Oni sami twierdzą, że działali w stanie "wyższej konieczności" wobec groźby sowieckiej interwencji. W grudniu 1981 r. nie było takiej groźby, a państwa Układu Warszawskiego uznały, że sprawa leży w wyłącznej gestii władz PRL - replikuje IPN. Odpierając zarzut jako absurdalny, Jaruzelski ironizował, że oznacza on, iż można być "i legalną władzą, i nielegalną organizacją". Kania, który szefem PZPR przestał być w październiku 1981 r., ma zarzut za to, że wiosną 1981 r. podpisał dokument pn. "Myśl przewodnia stanu wojennego".
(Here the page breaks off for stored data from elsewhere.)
PR #1578, opened 2016-11-23
Follow symbolic links when searching status files.

objmagic:
because in some OS X environment, `find` does not follow symlinks (`bazel-out/`), which means that Bazel will generate empty `release.yaml`, which means that `heron version` will output nothing.


billonahill:
👍

Issue #1579, opened 2016-11-23
Packing algorithms don't check for componentId collisions


billonahill:
The repacking algorithms (i.e., `FirstFitDecreasingPacking` and `ResourceCompliantRRPacking`) assert that the global task ids are unique, but they don't check that the `componentIndex` is unique to all components of a given type. As a result we currently have collisions when scaling.

The fix is to make it so that the packing algorithms don't even need to manage this. This logic can be entirely managed in the `PackingPlanBuilder` and the algos can just add/remove instances by `componentName` instead of by `InstanceId`.

PR #1580, opened 2016-11-23
Add more tests for PackingPlanBuilder

billonahill:
Added a bunch of tests and in doing so found some edge cases and bugs.

- Improved error messaging in a number of places
- change `return boolean` methods to instead return void and throw methods
- better handling of edge cases and defensive programming (adding/removing to/from container that doesn't exist, adding instances with taskId, componentIndex collisions)
- Identified bug #1579 to be fixed in a follow up patch to keep this one from ballooning.
- added a much easier way to test changes to packing (see how new tests in `PackingPlanBuilderTest` use `PackingTestHelper` and `AssertPacking`)

### DIFF
--- a/CONTRIBUTING.md
+++ b/CONTRIBUTING.md
@@ -1,0 +1,1 @@
+website/content/docs/contributors/community.md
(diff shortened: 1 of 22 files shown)


kramasamy:
👍

PR #6, opened 2016-11-13
Add stack depth computation

MatthieuDartiailh:
Add stack depth computation based on byteplay implementation. The implementation take some margin with the stack depth (depth is always increased by 6 at the end). This comes from the byteplay implementation. @serprex may know more about this.
I had to modify some tests because the bytecode could not allow computation of the stack depth. I had no way to run the tests on Python 3.6 so the value of the wordcode should be specially checked.

### DIFF
--- a/bytecode/concrete.py
+++ b/bytecode/concrete.py
@@ -495,7 +495,7 @@ class ConcreteBytecode(_bytecode.BaseBytecode, list):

Oddzielnie toczy się sprawa innego członka Rady Państwa 93-letniego Emila Kołodzieja, którego sprawę wyłączono z powodu jego złego zdrowia. Sąd w sprawie Kołodzieja czeka na wyrok Trybunału Konstytucyjnego ws. legalności stanu wojennego. TK ma się ponownie zająć sprawą 16 marca. Uznanie niekonstytucyjności dekretów umożliwiłoby kwestionowanie wyroków i innych decyzji władz (także niezwiązanych z polityką), wydanych na podstawie przepisów wojennych oraz ubieganie się o odszkodowania.